You are forgetting about a concept known as friction.


----------



## Basementgeek (Feb 7, 2005)

Good luck, keep us posted. Got to say it is not going work, I am sure it has been tried.

BG


----------



## emosun (Oct 4, 2006)

gcavan said:


> You are forgetting about a concept known as friction.


Explain some , I'd like to hear!


----------



## gcavan (Aug 13, 2009)

Never mind. Forget I mentioned it. In fact I'll even hook you up with a fellow who has it all figured out:
Perpetual Motion Generator


----------



## octaneman (May 13, 2009)

Emosun


Are you working on a project of a windmill running off an alternator ?


----------



## emosun (Oct 4, 2006)

Naw I am thinking about a alternator running off an electric motor , that would use less electricity then the alternator created.
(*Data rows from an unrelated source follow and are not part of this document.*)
PR #3935, opened 2020-02-05
workflow: add submission_pdf from formdata.url

pazembrz:


inspirehep/modules/workflows/views.py
```diff
@@ -780,7 +780,10 @@ def start_workflow_for_literature_submission():
         'extra_data': copy.deepcopy(workflow_object.extra_data),
         'data': copy.deepcopy(workflow_object.data),
     }
-
+    # Add submission pdf from formdata.url
+    form_url = workflow_object.extra_data['formdata'].get('url')
+    if form_url and 'arxiv.org' not in form_url:
+        workflow_object.extra_data['submission_pdf'] = form_url
```
drjova: do we have a test that the files is indeed attached to the workflow?

pazembrz: It's added in this PR.

pazembrz: There is also a test which checks if document from submission_pdf is added to documents: https://github.com/inspirehep/inspire-next/blob/02d98c243586894ce4390aee69d6bd2b49000f86/tests/unit/workflows/test_workflows_tasks_actions.py#L875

I'm thinking an ideal setup would be a 2000/3000w power inverter running maybe a 1/2hp motor running 3 car alternators to run the inverter and charge the batteries.

I already know the whole "if it works they would have invented it already" speech. But just look at what happend to the electric car in california....


----------



## octaneman (May 13, 2009)

So what you really want to do is build a battery charger that will re-charge car batteries in the fraction of the time that it takes if you would hook them up to a regular charger. Its a great idea and it can be done, but you have to consider 2 things. 1) You will need to hook up a start capacitor and separate breakers to run the heavy loads off the wall. 2) The alternators have to be setup in a way that they are running off a serpentine belt and spinning at 1000+ rpm to be effective. You really need to plan this out, its an awesome idea cause the way I see it, you can connect 3 or 4 batteries in parallel and charge them all at the same time at different amp rates.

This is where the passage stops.